On the other hand, the NIMH set out to try to better define several major categories during a set of workshops conducted during the past year and a half.
"It became immediately clear that we cannot design a system based on biomarkers or cognitive performance because we lack the data. In this sense, RDoC is a framework for collecting the data needed for a new nosology," said Dr. Insel.
"But it is critical to realize that we cannot succeed if we use DSM categories as the 'gold standard.' We need to begin collecting the genetic, imaging, physiologic, and cognitive data to see how all the data — not just the symptoms — cluster and how these clusters relate to treatment response."
Because of this goal, the NIMH will, going forward, only be supporting research projects that "look across current categories." For example, instead of assessing only patients meeting strict criteria for major depressive disorder, NIMH-funded trials may need to examine all patients in a mood disorder clinic.

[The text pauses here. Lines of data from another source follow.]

Issue #65, opened 2020-12-08
Import CodeMapper code


alepev:
CodeMapper allows to create a dictionary of mappings from non-standard codes to standard concept ids, for any valid non-standard OMOP vocabulary; optionally you can restrict the mapping dictionary to a subset of codes (e.g. those that are actually used in the source data) to reduce the dictionary size.

(Copy code over from repo it is currently in).

PR #66, opened 2020-12-08
Code mapper

alepev:
Solves #65 . Can be tested by applying changes in https://github.com/thehyve/ohdsi-etl-template/pull/49 (until proper test suite ready).


src/omop_etl_wrapper/model/mapping/code_mapper.py
```diff
@@ -0,0 +1,252 @@
...
+        """
+        Mainly for ICD9 and ICD10 codes that are recorded in the source without a dot.
+        :return:
+        """
+        new_mapping_dict = {}
+        for key in self.mapping_dict:
+            value = self.mapping_dict.get(key)
+            key_no_dot = key.replace('.', '')
+            new_mapping_dict[key_no_dot] = value
+        self.mapping_dict = new_mapping_dict
```
alepev, line 87: I think we should get rid of this, it's a bit too specific

src/omop_etl_wrapper/model/mapping/code_mapper.py
```diff
@@ -0,0 +1,252 @@
...
+                                self.cdm.ConceptRelationship.relationship_id == 'Maps to')) \
+                .outerjoin(target,
+                           and_(self.cdm.ConceptRelationship.concept_id_2 == target.concept_id,
+                                target.standard_concept == 'S',
+                                target.invalid_reason == None)) \
+                .filter(and_(*source_filters)) \
+                .all()
+
+        mapping_df = pd.DataFrame(records, dtype='object')
+        mapping_dict = MappingDict.from_mapping_df(mapping_df)
```
alepev, line 232: I wanted to replace this with a method that creates the `MappingDict` directly from `records` without having to pass via a `df`, it was a low prio issue that we never got around to in the other repo.. but would definitely improve performance

src/omop_etl_wrapper/model/mapping/code_mapper.py
```diff
@@ -0,0 +1,270 @@
...
+    def __init__(self, database, cdm):
+        self.db = database
+        self.cdm = cdm
+
+    def generate_code_mapping_dictionary(
+            self,
+            vocabulary_id: Union[str, List[str]],
+            restrict_to_codes: Optional[List[str]] = None,
+            invalid_reason: Optional[Union[str, List[str]]] = None,
+            standard_concept: Optional[Union[str, List[Union[str, int]]]] = None,
```
Spayralbe, line 156: Why also `int`? It's not one of the options listed in the docstring

src/omop_etl_wrapper/model/mapping/code_mapper.py
```diff
@@ -0,0 +1,270 @@
...
+        :param remove_dot_from_codes: bool, default False
+            For e.g. icd9 and icd10 the source codes do not contain the
+            dot separator
+        :return: MappingDict
+        """
+
+        # make sure restrict to codes contains unique and not null
+        # elements
+        if restrict_to_codes:
+            restrict_to_codes = list(filter(lambda x: not is_null(x), set(restrict_to_codes)))
```
Spayralbe, line 190: Could this also be done with a list comprehension, or by splitting into multiple lines? It's a bit hard to read currently.

src/omop_etl_wrapper/model/mapping/code_mapper.py
```diff
@@ -0,0 +1,270 @@
...
+
+        logger.info(f'Building mapping dictionary for vocabularies: {vocabulary_id}')
+
+        source = aliased(self.cdm.Concept)
+        target = aliased(self.cdm.Concept)
```
Spayralbe, line 195: Cool! Didn't know about that function.

src/omop_etl_wrapper/model/mapping/code_mapper.py
```diff
@@ -0,0 +1,270 @@
...
+
+    def __init__(self, database, cdm):
+        self.db = database
+        self.cdm = cdm
+
+    def generate_code_mapping_dictionary(
+            self,
+            vocabulary_id: Union[str, List[str]],
+            restrict_to_codes: Optional[List[str]] = None,
+            invalid_reason: Optional[Union[str, List[str]]] = None,
```
Spayralbe, line 155: Could it be an option to enforce providing `Optional[List[str]]` for these types of arguments? It would also make the processing logic simpler, as a list containing only one element can still be used in an `in_` query.

src/omop_etl_wrapper/util/helper.py
```diff
@@ -3,6 +3,13 @@
 import pandas as pd
 
 
+def is_null(value) -> bool:
```
Spayralbe, line 6: Maybe rename this to `is_null_or_falsy`? It's otherwise easily confused with pandas `isnull` method.

src/omop_etl_wrapper/model/mapping/code_mapper.py
alepev: I need to change this, that `int` doesn't make any sense

src/omop_etl_wrapper/model/mapping/code_mapper.py
alepev: is there any difference in performance between using `in_` list of 1 vs `==` string? well, the effort is made already, I don't mind leaving it.. I see this sometimes in pandas methods and kind of like the option of using either type :P

src/omop_etl_wrapper/model/mapping/code_mapper.py
alepev: I'll rewrite it

src/omop_etl_wrapper/model/mapping/code_mapper.py
```diff
@@ -187,22 +201,25 @@ def generate_code_mapping_dictionary(
...
         elif type(vocabulary_id) == str:
             source_filters.append(source.vocabulary_id == vocabulary_id)
-        # invalid reason: either list, str (incl. NULL), or None (filter is not applied)
+        # invalid reason: either list, str (incl. NULL), or None (filter
+        # is not applied)
         if type(invalid_reason) == list:
             source_filters.append(source.invalid_reason.in_(invalid_reason))
         elif invalid_reason == 'NULL':
-            source_filters.append(source.invalid_reason == None)
+            source_filters.append(source.invalid_reason is None)
```
alepev, line 209: this is funny, I saw the warning but I really thought it was something specific to SQLAlchemy.. in the reference I used the code was `== None`, I should have tested this with the more pythonic comparison

src/omop_etl_wrapper/model/mapping/code_mapper.py
Spayralbe: Would be a nice improvement indeed.

src/omop_etl_wrapper/util/helper.py
alepev: 👌

src/omop_etl_wrapper/model/mapping/code_mapper.py
alepev: @Spayralbe any strong feelings about this? the way it works now is not performance-friendly because 1. first the code retrieves the mappings for, say, all ICD10 codes in the OMOP vocabularies, 2. then it removes the dot from the keys in the resulting mapping vocabulary 3. then it compares the keys to the list of provided ICD10 codes (if any), i.e. `restrict_to_codes`. if a key is not found in the list, it's dropped. 
it saves memory by returning a smaller dictionary, but it's still slow in creating it because it loads all the mapping.. ideally I would prefer a function that puts back the dot in the input ICD10 codes before they are passed to the `restrict_to_codes` argument, if that's even possible

src/omop_etl_wrapper/model/mapping/code_mapper.py
alepev: incredible, you learned something from me 😱

src/omop_etl_wrapper/model/mapping/code_mapper.py
Spayralbe: I think it's better to remove it then. If you really need to work with ICD codes without dots, you probably just want to load the vocabularies without the dots in the first place.

src/omop_etl_wrapper/model/mapping/code_mapper.py
Spayralbe: Far from the first time actually ;)

src/omop_etl_wrapper/model/mapping/code_mapper.py
Spayralbe: Sure I'm fine with leaving it. For performance it wouldn't matter though, as the resulting SQL query will be optimized to the same procedure.

alepev: okies

src/omop_etl_wrapper/model/mapping/code_mapper.py
```diff
@@ -0,0 +1,315 @@
...
+            mapping.source_standard_concept = record.source_standard_concept
+            mapping.source_invalid_reason = record.source_invalid_reason
+            mapping.target_concept_code = record.target_concept_code
+            mapping.target_concept_id = target_concept_id
+            mapping.target_concept_name = record.target_concept_name
+            mapping.target_vocabulary_id = record.target_vocabulary_id
+
+            mapping_dict[code] = mapping_dict.get(code, []) + [mapping]
+
+        mapping_dict_from_records.mapping_dict = mapping_dict
```
alepev, line 89: there it is! I had to create a NamedTuple for type checking because SQLAlchemy wouldn't let me import `sqlalchemy.util._collections.result`.. but actually this is a lot better (and now we can actually test this with a named tuple, without even querying anything)

src/omop_etl_wrapper/model/mapping/code_mapper.py
```diff
@@ -0,0 +1,315 @@
...
+
+        return mapping_dict_from_records
+
+    @classmethod
+    def from_mapping_df(cls, mapping_df: pd.DataFrame) -> MappingDict:
```
alepev, line 94: not sure what to do with this.. in theory it could be handy to create a mapping dict from file in specific situations, but I think we always go for the Usagi format anyway, or STCM, so I doubt we will ever use this..

src/omop_etl_wrapper/model/mapping/code_mapper.py
alepev: I just read about ICDX ontologies, in theory the dot is always after the 3rd character. so for example if you have `J3401` it would be very easy to transform it into `J34.01`. So a lot more efficient to add the dot to the source codes beforehand! @MaximMoinat is this an acceptable solution? shall we try this for UKB and see how the ETL speeds up?

alepev: ..also, if you are aware of any strange cases where this would not work

src/omop_etl_wrapper/model/mapping/code_mapper.py
alepev: nailed it

src/omop_etl_wrapper/model/mapping/code_mapper.py
alepev: unless.. we use adapt this to load a Usagi-format vocabulary? 💡

src/omop_etl_wrapper/model/mapping/code_mapper.py
alepev: Removed code

alepev:
@Spayralbe finished with this, next on.. the other PR

src/omop_etl_wrapper/model/mapping/code_mapper.py
```diff
@@ -0,0 +1,271 @@
...
+            mapping.target_concept_name = record.target_concept_name
+            mapping.target_vocabulary_id = record.target_vocabulary_id
+
+            mapping_dict[code] = mapping_dict.get(code, []) + [mapping]
+
+        mapping_dict_from_records.mapping_dict = mapping_dict
+
+        return mapping_dict_from_records
+
+    def lookup(self, code: str,
```
Spayralbe, line 102: Is `code` always a `source_code` here? May it's a bit more clear if named as such.

Spayralbe (approved):

PR #68, opened 2020-12-09
Enforce max-doc-length

Spayralbe:
Enforce max-doc-length=72 in flake8

### DIFF
--- a/.flake8
+++ b/.flake8
@@ -1,4 +1,5 @@
 [flake8]
 max-line-length = 99
+max-doc-length = 72
 ignore = E501, E203, F401
 exclude = _version.py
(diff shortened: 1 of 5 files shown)


.flake8
```diff
@@ -1,4 +1,5 @@
 [flake8]
 max-line-length = 99
+max-doc-length = 72
```
alepev, line 3: this is going to mow through my future commits like the Grim Reaper 😅 fair enough!

alepev (approved):

.flake8
Spayralbe: 😈

PR #70, opened 2020-12-11
Add source_data_folder to MainConfig

### LINKED ISSUE #64: Move source_data_folder to config
The source folder has to be set by the data provider. Would be nice to have all 'flexible' configs in one file.
`source_data_folder: './resources/synthetic_data'`

The source_config can still contain the schema of the files.

Spayralbe:
Resolves #64 
Depends on https://github.com/thehyve/ohdsi-etl-template/pull/50


src/omop_etl_wrapper/config/models/main_config.py
```diff
@@ -31,6 +30,7 @@ class _RunOptions(BaseModel):
 
 class MainConfig(BaseModel):
     database: _DataBase
+    source_data_folder: Optional[DirectoryPath]
```
alepev, line 33: would you say it is better to make it optional in case we want to set up the target database before we actually have input data (synthetic or real)? OK, I think it makes sense at the very beginning..

src/omop_etl_wrapper/wrapper.py
```diff
@@ -48,17 +48,22 @@ def __init__(self, config: MainConfig, cdm_):
...
         self.vocab_loader = VocabularyLoader(self.db, cdm_)
-        self.load_custom_vocabs: bool = \
-            not config.run_options.skip_custom_vocabulary_loading
+        self.load_custom_vocabs: bool = not config.run_options.skip_custom_vocabulary_loading
 
-    def _set_source_data(self):
+    def _set_source_data(self, source_data_path: Optional[Path]):
+        if source_data_path is None:
+            logger.info(f'No source_data_folder provided in config file, '
+                        f'assuming no source data files are present')
```
alepev, line 59: 👍

alepev (approved):

src/omop_etl_wrapper/config/models/main_config.py
Spayralbe: Although we often have the source data as files, it could be that the source data is already in a database, meaning you don't need this parameter at all. So that's why it's optional.

PR #75, opened 2020-12-16
Refactor EtlStats

Spayralbe:
Depends on https://github.com/thehyve/ohdsi-etl-template/pull/51
- Get rid of the single EtlStats instance being passed around to many different objects as part of the initialization. Instead there is now a single instance created in the etl_stats module, that is imported in other modules when needed.
- Wrapper now has a single `summarize` method that handles both the logging of the summary report and writing the report files, exact behavior depending on the contents of `MainConfig`.

### DIFF
--- a/src/omop_etl_wrapper/wrapper.py
+++ b/src/omop_etl_wrapper/wrapper.py
@@ -129,3 +129,8 @@ class Wrapper(OrmWrapper, RawSqlWrapper):
                 if not conn.dialect.has_schema(conn, schema_name):
                     logger.info(f'Creating schema: {schema_name}')
                     self.db.engine.execute(CreateSchema(schema_name))
+
+    def summarize(self) -> None:
+        etl_stats.log_summary()
+        if self._config.run_options.write_reports:
+            etl_stats.write_summary_files()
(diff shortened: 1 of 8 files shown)


src/omop_etl_wrapper/wrapper.py
```diff
@@ -38,25 +38,22 @@ def __init__(self, config: MainConfig, cdm_):
         :param cdm_: Module containing the SQLAlchemy declarative Base
             and the CDM tables.
         """
+        etl_stats.reset()
```
alepev, line 41: what would happen if you don't reset this? wouldn't a new instance be created anyway when you re-run the ETL?

src/omop_etl_wrapper/wrapper.py
```diff
@@ -132,3 +129,18 @@ def create_schemas(self) -> None:
...
+        Logs an overview of all transformations and data sources that
+        were used for the current run. If **write_reports** is set to
+        True in the main config file, two overview files will be written
+        to the logs folder with more detailed information.
+
+        :return: None
+        """
+        if self._config.run_options.write_reports:
+            etl_stats.write_summary_files()
+        etl_stats.log_summary()
```
alepev, line 146: nice and tidi(er)!

alepev (approved):
I was surprised you create an instance of `etl_stats` in the same file where you define the class, I don't think I have seen this before but it does seem to simplify a lot everywhere else in the code. Nice!

src/omop_etl_wrapper/wrapper.py
Spayralbe: Yes, it's only for the odd case in which a new Wrapper is instantiated within the same python session.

Dr. Insel stressed that the RDoC is not yet a clinical tool but is instead a research framework.
"This is a decade-long project that is just beginning," he said. "Some will see RDoC as an academic exercise divorced from clinical practice. But patients and families should welcome this change as a first step towards 'precision medicine,' the movement that has transformed cancer diagnosis and treatment."
Still Waiting for Biomarkers
In his response statement, Dr. Kupfer noted that the DSM-5 "represents the strongest system currently available" for classifying psychiatric disorders.
"We've been telling patients for several decades that we are waiting for biomarkers. We're still waiting," he said.
On the other hand, the new manual will act as a guidebook, providing a common language to clinicians while helping them to describe and diagnose their patients.
Dr. Kupfer added that both the APA and the NIMH do agree that more research is needed. Content in the DSM-5's new Section III will encourage future studies, and the RDoC is a part of vital efforts aimed at advancing the collective understanding of mental disorders, he noted.
However, these efforts are not ready yet, "and they cannot supplant DSM-5," said Dr. Kupfer.
"RDoC is a complementary endeavour to move us forward, and its results may someday culminate in the genetic and neuroscience breakthroughs that will revolutionize our field. In the meantime...we are dealing with impairment or tangible suffering and we must respond. Our patients deserve no less."